Theory of proximity effect in $s+p$-wave superconductor junctions

TL;DR

This paper develops a theoretical framework for understanding the proximity effect in diffusive normal metal / $s+p$-wave superconductor junctions, revealing how dominant pairing symmetry influences local density of states and conductance, with implications for spin-triplet superconductivity.

Contribution

It derives a boundary condition for Green's functions in mixed parity superconductor junctions and applies it to analyze LDOS and conductance in an $s+p$-wave model.

Findings

LDOS shows a gap-like structure when s-wave dominates

Zero energy peak appears when p-wave dominates

Quantized conductance is robust for dominant p-wave pairing

Abstract

We derive a boundary condition for the Nambu Keldysh Green's function in diffusive normal metal / unconventional superconductor junctions applicable for mixed parity pairing.

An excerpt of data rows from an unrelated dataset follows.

PR #1180, opened 2026-03-16
feat: support per os settings from ldx-sync [IDE-1756]

andrewrobinsonhodges-snyk:
### Description

### Checklist


internal/types/ldx_sync_adapter.go
```diff
@@ -17,14 +17,47 @@
...
+
+func goosToSuffix(goos string) string {
+	var suffix string
+	switch goos {
+	case "windows":
+		suffix = "windows"
+	case "linux":
+		suffix = "linux"
+	default:
+		suffix = "macos"
```
bastiandoetsch: This should be Darwin

internal/types/ldx_sync_adapter.go
```diff
@@ -17,14 +17,47 @@
...
+	}
+	log.Debug().Str("goos", goos).Str("suffix", suffix).Msg("goosToSuffix - resolved OS suffix for per-OS settings")
```
bastiandoetsch: Most likely should be trace level, as this func will be called a lot :)

internal/types/ldx_sync_adapter.go
```diff
@@ -17,14 +17,47 @@
...
+	return suffix
+}
+
+// perOSSettings maps internal setting names to their base API field name.
+// The API sends these as <base>_<os>, e.g. "cli_path_macos".
+// Only the variant matching the current OS is accepted.
+var perOSSettings = map[string]string{
```
bastiandoetsch: Why make this a special case? We can just allow everything to be arch and os-specific.

andrewrobinsonhodges-snyk: Why would we add unnecessary complexity to the API and UIs?? I don't think end users will want different scan behavior on different OSs.

internal/types/ldx_sync_adapter.go
andrewrobinsonhodges-snyk: Does that help? As long as it matches the LDX-Sync value it shouldn't matter.

PR #1185, opened 2026-03-25
feat: settings HTML tabs

rrama:
### Description

Settings laid out in tabs. AI generated with some guidance, so probably removed something we cared about..

### Checklist

 - N/A
 - N/A (We should make the example page be generated though)
 - N/A
 - N/A


domain/ide/command/configuration_command.go
```diff
@@ -47,7 +47,7 @@ func (cmd *configurationCommand) Execute(ctx context.Context) (any, error) {
 	method := "configurationCommand.Execute"
 	cmd.logger.Debug().Str("method", method).Msg("executing configuration command")
 
-	settings := constructSettingsFromConfig(cmd.engine, cmd.configResolver)
+	settings := ConstructSettingsFromConfig(cmd.engine, cmd.configResolver)
```
acke, line 50: Nitpick: Exported for testing? Maybe add keep it internal and testing via Execute or a test-only helper.

infrastructure/configuration/template/config.html
```diff
@@ -21,536 +21,587 @@
...
+
+                            <div class="form-group hidden" id="token-field-group">
+                                <label for="token">Token <span class="config-scope-slot" data-config-scope-slot="true" data-setting-key="token"></span></label>
+                                <input type="password" id="token" name="token" value="{{.Settings.Token}}" placeholder="Snyk API Token">
+                                <span id="token-error" class="error-message hidden"></span>
+                            </div>
+
+                            <div class="form-group half-width">
+                                <label for="api_endpoint"><span data-toggle="tooltip" title="<p>If you're using SSO with Snyk and OAuth2, this is automatically populated.</p><p>For public regional instances, see Snyk documentation. For private instances, contact your team or account manager.</p>">Endpoint</span> <span class="config-scope-slot" data-config-scope-slot="true" data-setting-key="api_endpoint"></span></label>
+                                <input type="text" id="api_endpoint" name="api_endpoint" value="{{.Settings.Endpoint}}" placeholder="https://app.snyk.io/api">
```
acke: Is this the correct placeholder endpoint?
I would have expected https://api.snyk.io.

(I saw that we used https://app.snyk.io/api before as well.)

domain/ide/command/configuration_command.go
rrama: Exported for the `main.go` script IIRC.

infrastructure/configuration/template/config.html
```diff
@@ -21,536 +21,587 @@
...
-                                        Run only in reference folder
-                                    </label>
+                            <div class="form-group">
+                                <h3>Scanners</h3>
+                                <div class="checkbox-group">
+                                    <div class="override-indicator-wrapper {{if eq (getSource $folder.EffectiveConfig "snyk_oss_enabled") "user-override"}}has-user-override{{end}}">
+                                        <label class="checkbox-label {{if isLocked $folder.EffectiveConfig "snyk_oss_enabled"}}field-locked{{end}}">
+                                            <input type="checkbox" name="folder_{{$index}}_override_snyk_oss_enabled" data-setting="snyk_oss_enabled" {{with getEffectiveValue $folder.EffectiveConfig "snyk_oss_enabled"}}{{if .Value}}checked{{end}}{{end}} {{if isLocked $folder.EffectiveConfig "snyk_oss_enabled"}}disabled{{end}}>
```
acke, line 365: Question:

line 201 implementation for checkbox OSS scans

 <input type="checkbox" name="snyk_oss_enabled" {{if eq .Settings.ActivateSnykOpenSource "true"}}checked{{end}}>

differs from how it is implemented here for the same input type.

Why do we do the same thing differently? 

Could we implement this in the same way and reuse it?

infrastructure/configuration/template/config.html
```diff
@@ -21,536 +21,587 @@
...
-                                        Snyk Secrets
-                                        {{if isLocked $folder.EffectiveConfig "snyk_secrets_enabled"}}<span class="locked-indicator">Locked</span>{{end}}
-                                        <span class="source-badge {{getSourceClass $folder.EffectiveConfig "snyk_secrets_enabled"}}">{{getSourceLabel $folder.EffectiveConfig "snyk_secrets_enabled"}}</span>
+                            <div class="override-indicator-wrapper {{if eq (getSource $folder.EffectiveConfig "scan_net_new") "user-override"}}has-user-override{{end}}">
+                                <div class="form-group half-width {{if isLocked $folder.EffectiveConfig "scan_net_new"}}field-locked{{end}}">
+                                    <label for="folder_{{$index}}_override_scan_net_new">
+                                        <span data-toggle="tooltip" title="<p>Specifies whether to see all issues or only net new issues.</p><p>Net new issues requires a Git repository, where it compares findings with those in the base branch.</p>">Delta findings</span>
```
acke: Is this correct?

Net new issues requires a Git repository, I thought we also support folder to folder diff?

infrastructure/configuration/config_html.go
```diff
@@ -223,17 +233,40 @@ func tmplIsAutoScan(value any) bool {
...
+		return ""
+	}
+	val, exists := effectiveConfig[settingName]
+	if !exists {
+		return ""
+	}
+
+	switch val.Source {
+	case "ldx-sync-locked":
+		return template.HTML(`<span class="source-indicator" data-toggle="tooltip" title="Locked due to organization settings">🏢🔒</span>`)
```
acke, line 253: Did we move the icons from the style.css here, and if so why?

Line 585 in style.css had this
.locked-indicator::before {
    content: "🔒";
    margin-right: 4px;
}

acke (approved):
Some questions and nitpicks, nothing blocking.

infrastructure/configuration/config_html.go
rrama: I did because I wanted everything to have the same tooltip and I couldn't figure out how to do it in CSS for a particular class to all have the same HTML attribute added.

infrastructure/configuration/template/config.html
rrama: Because these can have source indicators and can be locked, whereas the global settings cannot be locked.
Although I think we are wanting to add the `has-user-override` stuff to the global settings as well, but that can be a next PR.

infrastructure/configuration/template/config.html
rrama: This was like this before my PR, but I will ping Matt to see.

rrama: Matt gave new wording, so I have updated it.

PR #1189, opened 2026-04-01
fix: pass trusted folders through didChangeConfiguration [IDE-1893]

nick-y-snyk:
### Description

The IDE-1786 refactoring moved `TrustedFolders` into `InitializationOptions` as init-only metadata, but on `main` it was updatable at runtime via `writeSettings`/`updateTrustedFolders`. This caused trusted folder changes sent via `workspace/didChangeConfiguration` to be silently dropped.

**Changes:**
- Add `TrustedFolders []string` field to `LspConfigurationParam` (matching the field on `InitializationOptions`)
- Wire `handlePushModel` and `handlePullModel` to call `applyTrustedFolders` with the new field
- Update push/pull model entry conditions to also check for `TrustedFolders`
- Add test for trusted folders via `didChangeConfiguration` push model
- Add `js-tests/fixtures/*.html` to `.gitignore` (generated test artifacts)

### Checklist


application/server/configuration.go
```diff
@@ -84,7 +84,7 @@ func workspaceDidChangeConfiguration(conf configuration.Configuration, srv *jrpc
 		engine, _ := ctx2.EngineFromContext(ctx)
 		defer logger.Info().Str("method", "WorkspaceDidChangeConfiguration").Msg("DONE")
 
-		if len(params.Settings.Settings) > 0 || len(params.Settings.FolderConfigs) > 0 {
+		if len(params.Settings.Settings) > 0 || len(params.Settings.FolderConfigs) > 0 || params.Settings.TrustedFolders != nil {
```
ShawkyZ, line 87: it's a string slice, check for len

ShawkyZ (approved):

Applying this theory to a 1d model of $s+p$-wave superconductor, we calculate LDOS in DN and charge conductance of DN / $s+p$-wave superconductor junctions. When the $s$-wave component of the pair potential is dominant, LDOS has a gap like structure at zero energy and the dominant pairing in DN is even-frequency spin-singlet $s$-wave. On the other hand, when the $p$-wave component is dominant, the resulting LDOS has a zero energy peak and the dominant pairing in DN is odd-frequency spin-triplet $s$-wave. We show the robustness of the quantization of the conductance when the magnitude of $p$-wave component of the pair potential is larger than that of $s$-wave one. These results show the robustness of the anomalous proximity effect specific to spin-triplet superconductor junctions.